Data records:
PR #639, opened 2018-04-26
Add --compress, --rm, --squash flags as a noop for bud

rhatdan:
We don't have a client server operation, so there
is no reason to compress the input.

We don't currently support cache so --rm and --squash are NOOPS

### DIFF
--- a/docs/buildah-bud.md
+++ b/docs/buildah-bud.md
@@ -41,6 +41,12 @@ Default certificates directory is _/etc/containers/certs.d_.
 
 Path to cgroups under which the cgroup for the container will be created. If the path is not absolute, the path is considered to be relative to the cgroups path of the init process. Cgroups will be created if they do not already exist.
 
+**--compress**
+
+This option is added to be aligned with other containers CLIs.
+Buildah doesn't communicate with a daemon or a remote server.
+Thus, compressing the data before sending it is irrelevant to Buildah.
+
 **--cpu-period**=*0*
 
 Limit the CPU CFS (Completely Fair Scheduler) period
@@ -174,6 +180,10 @@ Suppress output messages which indicate which instruction is being processed,
 and of progress when pulling images from a registry, and when writing the
 output image.
 
+**--rm**
+
+Remove intermediate containers after a successful build.  Buildah does not currently support cacheing so this is a NOOP.
+
 **--runtime** *path*
 
 The *path* to an alternate OCI-compatible runtime, which will be used to run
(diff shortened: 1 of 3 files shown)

What the exercise asks:
Copy exactly the line containing "Limit the CPU" and each line after it through the end of the records above.

Task output:
 Limit the CPU CFS (Completely Fair Scheduler) period
@@ -174,6 +180,10 @@ Suppress output messages which indicate which instruction is being processed,
 and of progress when pulling images from a registry, and when writing the
 output image.
 
+**--rm**
+
+Remove intermediate containers after a successful build.  Buildah does not currently support cacheing so this is a NOOP.
+
 **--runtime** *path*
 
 The *path* to an alternate OCI-compatible runtime, which will be used to run
(diff shortened: 1 of 3 files shown)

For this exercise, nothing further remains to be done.